Thursday, June 10, 2010


My next person-gone-missing novel is "Songs for the Missing" by Stewart O'Nan.

This novel is much more focused on the family left behind after 18-year-old Kim vanishes one summer.

Do her friends know more than they're saying? Is her mother "enjoying" the spotlight? Is her father pulling away from the family? Will her sister let herself out from her shadow?

What has happened to Kim?

The answers to these questions are revealed slowly but surely. There is no a-ha moment here. Just a real-life scenario unwrapped a layer at a time - just like real life.

The only thing that kept me from fully getting lost in the novel - and it's a failing of mine, certainly not of O'Nan's - was the setting.

Missing takes place here.

The Larsen family lives in Ashtabula County.

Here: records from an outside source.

PR #4618, opened 2026-08-07
Exit ephemeral runner when its job assignment is lost

### LINKED ISSUE #4617: Ephemeral runner survives a lost job assignment (409 Conflict) and becomes a ghost
### Describe the bug

An ephemeral runner that fails to acquire an assigned job with `HTTP 409 Conflict` calls `continue` and re-enters its message loop. By then the service has already removed its registration, because assigning a job to an ephemeral runner consumes it.

The result is a ghost runner: the process is alive, the container reports healthy, and the last line on stdout is `Listening for Jobs` — but `GET /orgs/{org}/actions/runners` does not list it, and it will never be assigned work again. Nothing surfaces the failure. Only a manual restart recovers it.

### To Reproduce

Hard to reproduce on demand — it is a race on job assignment. Observed on a pool of 5 org-scoped ephemeral runners handling two active monorepos. Each occurrence permanently removes one runner from the pool.

1. Run several ephemeral runners (`config.sh --ephemeral`) against one org.
2. Queue enough concurrent jobs that assignments race.
3. Wait. Runners drop out one by one, with no error on stdout.

### Expected behavior

An ephemeral runner whose job assignment is lost should exit. The supervising process (Docker restart policy, systemd, ARC) then replaces it with a freshly registered runner.

### Actual behavior

It stays in the listen loop forever, deregistered service-side.

### Runner Version and Platform

Runner: `2.334.0`
OS: Linux x64, Docker (`myoung34/github-runner:latest`)
Scope: organization runners, `--ephemeral --disableupdate`

### What's not working?

`_diag/Runner_*.log`, last lines before the runner went silent:

```
[11:55:53Z INFO Terminal] WRITE LINE: 2026-08-07 11:55:53Z: Listening for Jobs
[11:55:53Z INFO JobDispatcher] Set runner/worker IPC timeout to 30 seconds.
[11:59:45Z INFO BrokerMessageListener] Acknowledging runner request '5f7c2a52-****'.
[11:59:46Z ERR  GitHubActionsService] POST request to https://run-actions-1-azure-eastus.actions.githubusercontent.com/37/acquirejob failed. HTTP Status: Conflict
[11:59:46Z INFO Runner] Skipping message Job. Job message already acquired '5f7c2a52-****'. job assignment is invalid: MissingKey
```

Nothing after that. The process was still running 12 minutes later, and the runner was absent from the org runners API the whole time.

### Root cause

`src/Runner.Listener/Runner.cs` (main, ~L737):

```csharp
catch (Exception ex) when (
    ex is TaskOrchestrationJobNotFoundException ||          // HTTP status 404
    ex is TaskOrchestrationJobAlreadyAcquiredException ||   // HTTP status 409
    ex is TaskOrchestrationJobUnprocessableException)       // HTTP status 422
{
    Trace.Info($"Skipping message Job. {ex.Message}");
    await _acquireJobThrottler.IncrementAndWaitAsync(messageQueueLoopTokenSource.Token);
    continue;
}
```

The handler never checks whether the runner is ephemeral. Skipping is the right call for a persistent runner, but for an ephemeral one the registration is already gone, so `continue` loops on a dead session.

The analogous case ~30 lines above already handles ephemeral correctly:

```csharp
Trace.Info($"Acknowledge returned job-not-found for ephemeral runner request '{messageRef.RunnerRequestId}'. Exiting runner.");
runOnceJobCompleted = true;
return Constants.Runner.ReturnCode.Success;
```

So the intent exists for a lost acknowledge, but not for a lost acquire.

Still present on `main` as of today, i.e. after v2.336.0 — none of 2.335.0 / 2.335.1 / 2.336.0 touch this path.

### Related issues

- #4076 reports the same user-visible symptom (ephemeral runner alive, `Listening for Jobs`, never picks up work) but attributes it to a GitHub outage and has no `_diag` trace. The trace above may be one concrete cause behind it. That issue asks for a generic `--exit-after-idle` flag; the fix below is narrower and does not need a new flag.
- #4598 is the mirror case: the ephemeral runner exits and orphans the assigned job. Here it survives an assignment it never got.
- #2286 and #4498 involve a listener restart and a mid-job communication loss respectively — different paths.

### Impact

Silent, cumulative pool drain. Each hit costs one runner with no visible error — containers stay `Up` and `healthy`, stdout still reads `Listening for Jobs`. Our pool reached zero available runners with a job queued for 68 minutes before anyone noticed.

### Suggested fix

Mirror the existing ephemeral handling, but only on the two statuses that mean the assignment is gone:

```csharp
if (settings.Ephemeral &&
    (ex is TaskOrchestrationJobNotFoundException || ex is TaskOrchestrationJobAlreadyAcquiredException))
{
    _term.WriteLine("The job assigned to this ephemeral runner is no longer available. Cleaning up local configuration.");
    Trace.Info($"Ephemeral runner lost its job assignment. Exiting runner. {ex.Message}");
    skipSessionDeletion = true;
    runOnceJobCompleted = true;
    return Constants.Runner.ReturnCode.Success;
}

Trace.Info($"Skipping message Job. {ex.Message}");
await _acquireJobThrottler.IncrementAndWaitAsync(messageQueueLoopTokenSource.Token);
continue;
```

422 (`TaskOrchestrationJobUnprocessableException`) is excluded on purpose: it says the job cannot be processed, not that the assignment moved, and exiting would delete the local config of a runner that could still serve. `skipSessionDeletion` avoids a 30 s stall deleting a session whose registration the service already consumed. A persistent runner keeps the current skip-and-retry behaviour.

PR: #4618.

### Workaround

External watchdog: read `agentName` from `/actions-runner/.runner` in each running container, compare against `GET /orgs/{org}/actions/runners`, and restart any container whose name is absent for more than two minutes.

LouisCuvelier:
Fixes #4617

### Problem

When `GetJobMessageAsync` fails with 404 / 409 / 422, `Runner.cs` logs `Skipping message Job.` and `continue`s back into the message loop. That is correct for a persistent runner.

For an **ephemeral** runner it is not, on the two statuses that mean the assignment is gone: the service consumes the registration when it assigns the job, so there is no session left to listen on. The runner stays alive, deregistered, and is never assigned work again.

Nothing surfaces the failure. The process keeps printing `Listening for Jobs`, the container reports healthy, and the runner is simply absent from `GET /orgs/{org}/actions/runners`. On a pool of ephemeral runners each occurrence permanently removes one, so the pool drains to zero over hours and jobs queue with no error anywhere.

Observed on runner `2.334.0` (still present on `main`):

```
[11:55:53Z INFO Terminal] WRITE LINE: 2026-08-07 11:55:53Z: Listening for Jobs
[11:59:45Z INFO BrokerMessageListener] Acknowledging runner request '5f7c2a52-****'.
[11:59:46Z ERR  GitHubActionsService] POST .../acquirejob failed. HTTP Status: Conflict
[11:59:46Z INFO Runner] Skipping message Job. Job message already acquired '5f7c2a52-****'. job assignment is invalid: MissingKey
```

Nothing after that line. The process was still running 12 minutes later.

### Change

On **404 and 409** for an ephemeral runner, exit instead of skipping, mirroring the handling #4540 already put in place ~40 lines above for a lost acknowledge. Setting `runOnceJobCompleted` lets the existing `finally` delete the local config, so the supervising process (Docker restart policy, systemd, ARC) registers a fresh runner.

**422 is deliberately excluded.** `Unprocessable job` says the job cannot be processed, not that the assignment moved to another runner. Exiting there would delete `.runner` and `.credentials` (`ConfigurationManager.cs:496`) on a runner that could still serve, and `run-helper.sh` reads exit 0 as final — the host would never come back, and could not re-register if it did.

`skipSessionDeletion = true` is set before returning: the registration is already consumed, so `DeleteSessionAsync` would block up to 30 s (`MessageListener.cs:206`) on a call the service is bound to reject. This mirrors the registration-gone handler at line 838. It also removes a failure mode — `runOnce` (line 331) and `settings.Ephemeral` are read from different objects and can disagree after a server-pushed config migration, in which case the `catch (…) when (runOnce)` at line 878 would not swallow the resulting 401 and the exception would escape the `finally`.

The exit also writes to the terminal. A trace-only exit shows the operator `Removed .credentials`, `Removed .runner` and a bare exit 0, indistinguishable from a completed job.

**Why `settings.Ephemeral` and not `runOnce`.** `runOnce` also covers `--once` and `returnJobResultForHosted`. `--once` is a client-side flag — the service does not consume the registration, so skip-and-retry stays correct there. #4540 scoped its fix the same way. A test row pins this.

### Not covered here

Three adjacent gaps found while reviewing, each needing its own change:

- The legacy `IActionsRunServer` acquire path (empty `RunServiceUrl`, `Runner.cs:713-722`) has no handling at all; a lost assignment there escapes to `Program.MainAsync` and `run.sh` relaunches against a consumed registration.
- `RunServiceHttpClient.cs:100-121` only maps the three typed exceptions when `TryParseErrorBody` succeeds; a 409 with an unparsable body still falls through to the generic catch and the old skip.
- Exiting `Success` on a hosted runner reports 0 rather than a translated job result, so lost assignments raise no failure-code spike. The pre-existing acknowledge path at line 703 has the same shape.

### Tests

- `TestEphemeralRunnerJobRequestMessageFromRunServiceExitsOnLostJobAssignment` — a `[Theory]` over 404 and 409. Asserts the runner exits `Success`, never dispatches a job, never touches the acquire throttler, does **not** delete the session, and does delete the local config.
- `TestRunnerJobRequestMessageFromRunServiceContinuesOnLostJobAssignment` — the counterpart, over four rows: ephemeral + 422, persistent + 404, persistent + 409, and `--once` + 409. Each asserts the runner keeps listening, throttles once, drains the message, and keeps its local config.

Both are built on a shared arrange helper. Its message-loop mock parks on an empty queue instead of dequeuing, so a regression surfaces as the intended assertion rather than `InvalidOperationException: Queue empty`, and each theory row names its own `TestHostContext` so rows stop deleting each other's trace file.

Verified the tests fail against the regressions they guard:

```
# exit on all three statuses  -> the 422 row fails
# predicate widened to runOnce -> the --once row fails
# unpatched Runner.cs          -> both exit rows fail
```

`./dev.sh build` is clean and the full `./dev.sh test` suite passes, 1131/1131.


carlos2martinize (commented):
The assignment loses over the language more than the function we are mislead by

carlos2martinize (changes requested):

LouisCuvelier:
@carlos2martinize thanks for taking a look. I'm afraid I don't follow the comment — could you point at the specific line or behaviour you'd like changed?

For context, the change is deliberately narrow: on a 404 or 409 from `acquirejob`, an ephemeral runner now exits instead of returning to a message loop whose session the service has already torn down. 422 keeps the previous skip-and-retry behaviour, and a persistent runner is unaffected. Both paths are covered by tests, and the reasoning for each choice is in the PR description.

Happy to address a concrete concern if you can restate it.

They talk of Painesville and Mentor and Sandusky.

My first thought was, how cool. But then I started looking for miscues. Perhaps it's the editor in me. Everytime a place or distance was mentioned, I paused and tried to calculate the accuracy.

I've never encountered this need before; just goes to show you how few novels are set in our backyard. I'll wager some Northeast Ohio readers would enjoy the novel more because of its locale.

My personal hangups with setting aside, Missing is a revealing look at the aftermath of tragedy and a family's struggle to cope with the unknown.